Tom buys a Harley Davidson. The seller tells him, "Whenever it's going to rain, rub vaseoline on the chrome so it won't rust."
That night, his girlfriend takes him to meet her parents. But just before they go in she says, "I have to tell you, when we eat, we don't talk. In fact, the first person who says anything during dinner, has to do the dishes."
They sit down and no one says a word.
As dinner... goes on, Tom decides to test the situation. So he reaches over and grabs her boob. Nobody says a word. So he stands up, rips her clothes off and screws her right there, in front of her parents. But no one says a word. So he grabs the mum, bends her over the table and nails her, then sits down. But still, silence. All of a sudden there's a loud clap of thunder and it starts to rain. Tom remembers his bike, so he pulls out the vaseoline. The dad jumps up and says, "fuck off, i'll do the dishes."
My mum always insists she doesn't have a 'favourite' child.
Which is pretty upsetting because i haven't got any brothers or sisters.
I was so ugly as a child,mam and dad played hide and seek with me, I'm still looking for them.
My wife and family are threatening to leave me because of my obsession with horse racing, they're at the gate now ... and they're off.
I took my wife out for our anniversary dinner last night and she kept saying she wanted to pay for the meal.
"Don't be stupid," I said, "we're halfway down the road now, just keep running".
My wife is so organised, I told her I wanted to be cremated, she's already booked an appointment for Monday.
A husband and wife are having major problems after 15 years of marriage, so they go to a counselor.
The counselor asks them what the problem is. The wife launches into a tirade, listing every problem they have ever had in the 15 years they've been married. She goes on and on and on.
Finally, the counselor gets up, walks around the desk, embraces the wife and kisses her very passionately. The woman shuts up and stares at him quietly in a daze, the husband is shocked seeing his wife speechless.
The counselor then turns to the husband and says, "Your wife is just lonely. That is what your wife needs at least three times a week. Can you do this?"
The husband thinks for a moment and replies, "Well, I can drop her off here on Mondays and Wednesdays, but Tuesdays I play poker, Thursdays I go bowling, and Fridays I go sailing.
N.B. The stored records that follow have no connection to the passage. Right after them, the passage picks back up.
PR #62, opened 2019-10-17
Add empty state for careers pages

solazio:
## Done
- Add empty state message to all `careers` pages

## QA
- Go to [/careers/engineering](http://0.0.0.0:8002/careers/engineering) 

## Issue
Fixes https://github.com/canonical-web-and-design/canonical.com/issues/42

### DIFF
--- a/templates/partial/_careers-available-roles.html
+++ b/templates/partial/_careers-available-roles.html
@@ -1,4 +1,5 @@
 <div class="p-strip is-shallow u-extra-space tab-content u-hide" id="available-roles">
+  {% if vacancies %}
   <div class="row u-vertically-center">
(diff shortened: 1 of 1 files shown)


templates/partial/_careers-available-roles.html
```diff
@@ -35,6 +35,7 @@
       <hr />
     </div>
   </div>
+  {% if vacancies %}
```
sowasred2012: Could this go on line 2 instead? If there are no vacancies, there's nothing to filter or sort.

solazio: @sowasred2012 you are right.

Do you work Saturdays?"
I’m the type of husband that helps his wife look for her missing chocolate
that I ate.
A Father put his 3year old daughter to bed, told her a story and listened to her prayers which ended by saying,
"God bless Mommy, God bless Daddy, God bless Grandma and good-bye Grandpa."
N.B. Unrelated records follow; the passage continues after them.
PR #67, opened 2019-10-21
Add careers filters to the url

solazio:
## Done
- Change the url when filter is changed on `/careers/{department}#available-roles`
- Add empty state message if no jobs match filter selection

## QA
- Go to [/careers/sales#available-roles](http://0.0.0.0:8002/careers/sales#available-roles) and change the filter on the page. See that the url is changed when you do that.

The father asked, 'Why did you say good-bye Grandpa?'
The little girl said, "I don't know daddy, it just seemed like the thing to do."
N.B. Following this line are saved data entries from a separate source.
PR #122, opened 2019-12-18
Parse the feed departments to work with the site

anthonydillon:
## Done
Added a parsing function to the returned feed department data to align with the site content.

## QA
- View the site locally in your web browser at: http://0.0.0.0:8002/careers
- Click through and check to engineer and we and design have roles available
- The others do not yet
- Compare to the `department - external` here: https://boards-api.greenhouse.io/v1/boards/Canonical/jobs

### DIFF
--- a/webapp/greenhouse_api.py
+++ b/webapp/greenhouse_api.py
@@ -22,6 +22,7 @@ def get_vacancies(department):
     vacancies = []
     for job in feed["jobs"]:
         feed_department = remove_hyphens(job["metadata"][2]["value"])
+        feed_department = parse_feed_department(feed_department)
         if path_department.lower() == "all":
             vacancies.append(
                 {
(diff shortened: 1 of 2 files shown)


webapp/greenhouse_api.py
```diff
@@ -22,6 +22,7 @@ def get_vacancies(department):
     vacancies = []
     for job in feed["jobs"]:
         feed_department = remove_hyphens(job["metadata"][2]["value"])
```
hatched: I'm not a fan of variable re-assignment. I'd prefer something like...
```suggestion
        feed_department = parse_feed_department(
            remove_hyphens(job["metadata"][2]["value"]))
```

webapp/greenhouse_api.py
```diff
@@ -137,6 +138,21 @@ def submit_to_greenhouse(form_data, form_files, job_id="1658196"):
     return response
 
 
+def parse_feed_department(feed_department):
+    if (
```
hatched: I kind of find this hard to read, maybe a `switch` or a `map` would be more appropriate.

hatched:
QA Issue: 

If I navigate to `https://canonical-com-canonical-web-and-design-pr-122.run.demo.haus/careers/engineering#available-roles` then hit the back button to return to `/careers/engineering` the content of the tabs are empty.

webapp/greenhouse_api.py
anthonydillon: Done

webapp/greenhouse_api.py
anthonydillon: Done

anthonydillon:
@hatched the QA issue is due to the use of JS when CSS should do the trick. I'll refactor the tabs to be CSS only in a follow up branch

The next day grandpa died.
The father thought it was a strange coincidence.
A few months later the father put the girl to bed and listened to her prayers which went like this,
"God bless Mommy, God Bless Daddy and good-bye Grandma."
The next day the grandmother died.
"Holy crap" thought the father, "this kid is in contact with the other side."
Several weeks later when the girl was going to bed the dad heard her say, "God bless Mommy and good-bye Daddy."
He practically went into shock. He couldn't sleep all night and got up at the crack of dawn to go to his office.
He was nervous as a cat all day, had lunch and watched the clock.. He figured if he could get by until midnight he would be okay.
He felt safe in the office, so instead of going home at the end of the day he stayed there, drinking coffee, looking at his watch and jumping at every sound. Finally midnight arrived; he breathed a sigh of relief and went home.
When he got home his wife said,
"I've never seen you work so late. What's the matter?"
He said, "I don't want to talk about it, I've just spent the worst day of my life."
She said, "You think you had a bad day, you'll never believe what happened to me. This morning my boss died in the middle of a meeting.
I finally realised my parents favoured my twin sister when they asked me to blow up balloons for her surprise birthday party.
I saw my wife, slightly drunk, yelling at the TV: “Don’t go in there! Don’t go in the church, you moron."
She was watching our wedding video again.